In theory, Baghdad is roughly divided into Shiite east Baghdad on one side of the Tigris River, and Sunni west Baghdad on the other side. But in isolated neighborhoods such as Adhamiya, a Sunni part of east Baghdad, and Kadhimiya, a Shiite enclave in west Baghdad, ugly ethnic cleansing is proceeding apace. The same is true along a necklace of Sunni towns south of the capital, in an area that is predominantly Shiite; in mixed Sunni-Shiite towns such as Samarra, the largest city of predominantly Sunni Salahuddin Province, north of Baghdad; and in Diyala Province, northeast of Baghdad. In these areas, it is facile to assert that U.S. troops are restraining the death squads and religiously inspired killers on both sides. And it would be impossible for us to do so even with a much greater increase in American troops than the president has called for.
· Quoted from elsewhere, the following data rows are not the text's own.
PR #2900, opened 2026-08-03
feat: Continue Watching card style and info options, with corner radius and artwork fixes

### LINKED ISSUE #2911: [Bug]: Continue Watching ignores the poster corner radius setting
### Pre-flight checks

### App version / commit

0.8.1

### Install method

GitHub Release APK

### Platform

Android TV

### Device model

Xiaomi Mi TV

### Android version

Android 14

### Player mode

Internal player

### Area (tag)

UI / Layout

### Bug description

The poster corner radius setting under Settings > Layout applies to every catalog row, but not to the Continue Watching row. With the radius set to sharp, catalog posters render square while Continue Watching cards stay rounded, so the home screen looks inconsistent.

The rounding also shows on the card's focus ring and on the artwork clip, not just the card background. No error text appears; it is purely a visual inconsistency.

### Steps to reproduce

1. Open Settings > Layout.
2. Set the poster corner radius to sharp.
3. Return to the home screen.
4. Compare a catalog row against the Continue Watching row.

### Expected behavior

Continue Watching cards use the same corner radius as catalog posters, so the whole home screen follows the setting.

### Actual behavior

Continue Watching cards use the same corner radius as catalog posters, so the whole home screen follows the setting.

### Frequency

Always

### Did this work before?

Not sure

### Media details (optional)

_No response_

```shell

```

### Anything else? (optional)

_No response_

ram130:
## Summary
Continue Watching cards can now follow the same card styles NuvioMobile offers, instead of being locked to the landscape card.
One setting under Settings - Layout - Continue Watching:
- **Card Style**: Card (landscape, current default), Wide, or Poster (portrait)
The default is unchanged, so nothing moves until a user opts in. Poster and Wide are ported from NuvioMobile and follow its layouts rather than introducing TV-specific variants.
Also fixes two pre-existing bugs found while building this, both in the same Continue Watching rendering path.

Second, although battle lines are hardening and militias on both sides are becoming self-sustaining, the civil war is limited by physical constraints. Neither the Sunnis nor the Shiites have much in the way of armor or heavy weapons—tanks, major artillery, helicopters, and the like. Without heavy weaponry, neither side can take the war deep into the other’s territory. “They’re not good on offense,” says Warren Marik, a retired CIA officer who worked in Iraq in the 1990s. “They can’t assault positions.” Shiites may have numbers on their side. But because the Sunnis have most of Iraq’s former army officers, and their resistance militia boasts thousands of highly trained soldiers, they’re unlikely
to be overrun by the Shiite majority. Equally, the minority Sunnis won’t be able to seize Shiite parts of Baghdad or major Shiite cities in the south. Presuming neither side gets its hands on heavy weapons, once you take U.S. forces out of the equation the Sunnis and Shiites would ultimately reach an impasse.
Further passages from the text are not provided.